PROVIDED MATERIAL:
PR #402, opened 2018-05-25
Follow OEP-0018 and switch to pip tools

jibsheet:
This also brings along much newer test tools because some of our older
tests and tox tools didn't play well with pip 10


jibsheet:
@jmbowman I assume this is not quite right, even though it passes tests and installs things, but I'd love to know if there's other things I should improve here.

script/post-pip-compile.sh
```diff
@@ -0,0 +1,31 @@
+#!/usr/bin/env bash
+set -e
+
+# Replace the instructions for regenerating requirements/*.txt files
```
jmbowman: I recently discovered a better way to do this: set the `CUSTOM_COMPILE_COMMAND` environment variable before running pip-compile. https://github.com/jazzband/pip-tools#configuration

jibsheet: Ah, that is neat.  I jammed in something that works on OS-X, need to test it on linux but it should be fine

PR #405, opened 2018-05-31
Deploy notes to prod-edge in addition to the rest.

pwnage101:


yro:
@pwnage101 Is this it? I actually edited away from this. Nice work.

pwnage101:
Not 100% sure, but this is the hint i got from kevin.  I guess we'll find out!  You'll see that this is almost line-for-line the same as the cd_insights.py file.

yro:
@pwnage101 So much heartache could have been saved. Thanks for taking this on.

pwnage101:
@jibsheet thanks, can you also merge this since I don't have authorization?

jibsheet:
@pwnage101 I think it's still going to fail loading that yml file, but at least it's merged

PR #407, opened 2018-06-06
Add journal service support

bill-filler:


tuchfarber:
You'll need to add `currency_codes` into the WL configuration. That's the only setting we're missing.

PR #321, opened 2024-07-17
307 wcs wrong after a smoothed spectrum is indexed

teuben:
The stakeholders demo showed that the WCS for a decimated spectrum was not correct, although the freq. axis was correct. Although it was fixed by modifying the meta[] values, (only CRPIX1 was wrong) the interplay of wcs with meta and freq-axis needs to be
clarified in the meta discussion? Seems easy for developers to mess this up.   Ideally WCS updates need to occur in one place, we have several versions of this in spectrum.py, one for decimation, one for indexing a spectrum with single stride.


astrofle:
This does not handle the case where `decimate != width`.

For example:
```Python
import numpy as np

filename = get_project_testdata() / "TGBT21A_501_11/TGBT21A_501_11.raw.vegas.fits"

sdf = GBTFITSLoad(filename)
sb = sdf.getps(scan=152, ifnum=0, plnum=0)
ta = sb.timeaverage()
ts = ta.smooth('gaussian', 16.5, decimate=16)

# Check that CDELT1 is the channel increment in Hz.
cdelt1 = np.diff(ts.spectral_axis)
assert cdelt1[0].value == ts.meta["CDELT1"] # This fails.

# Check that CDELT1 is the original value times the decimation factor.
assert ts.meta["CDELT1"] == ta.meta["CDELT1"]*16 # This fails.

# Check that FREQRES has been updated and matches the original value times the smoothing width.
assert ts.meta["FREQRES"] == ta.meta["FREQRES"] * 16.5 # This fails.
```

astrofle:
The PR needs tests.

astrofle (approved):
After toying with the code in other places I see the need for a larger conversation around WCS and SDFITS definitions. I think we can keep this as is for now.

DESCRIPTION OF THE TASK: No line before the one with "The stakeholders demo" belongs in the answer; copy that line and the rest of the records exactly.

WRITTEN SOLUTION:
The stakeholders demo showed that the WCS for a decimated spectrum was not correct, although the freq. axis was correct. Although it was fixed by modifying the meta[] values, (only CRPIX1 was wrong) the interplay of wcs with meta and freq-axis needs to be
clarified in the meta discussion? Seems easy for developers to mess this up.   Ideally WCS updates need to occur in one place, we have several versions of this in spectrum.py, one for decimation, one for indexing a spectrum with single stride.


astrofle:
This does not handle the case where `decimate != width`.

For example:
```Python
import numpy as np

filename = get_project_testdata() / "TGBT21A_501_11/TGBT21A_501_11.raw.vegas.fits"

sdf = GBTFITSLoad(filename)
sb = sdf.getps(scan=152, ifnum=0, plnum=0)
ta = sb.timeaverage()
ts = ta.smooth('gaussian', 16.5, decimate=16)

# Check that CDELT1 is the channel increment in Hz.
cdelt1 = np.diff(ts.spectral_axis)
assert cdelt1[0].value == ts.meta["CDELT1"] # This fails.

# Check that CDELT1 is the original value times the decimation factor.
assert ts.meta["CDELT1"] == ta.meta["CDELT1"]*16 # This fails.

# Check that FREQRES has been updated and matches the original value times the smoothing width.
assert ts.meta["FREQRES"] == ta.meta["FREQRES"] * 16.5 # This fails.
```

astrofle:
The PR needs tests.

astrofle (approved):
After toying with the code in other places I see the need for a larger conversation around WCS and SDFITS definitions. I think we can keep this as is for now.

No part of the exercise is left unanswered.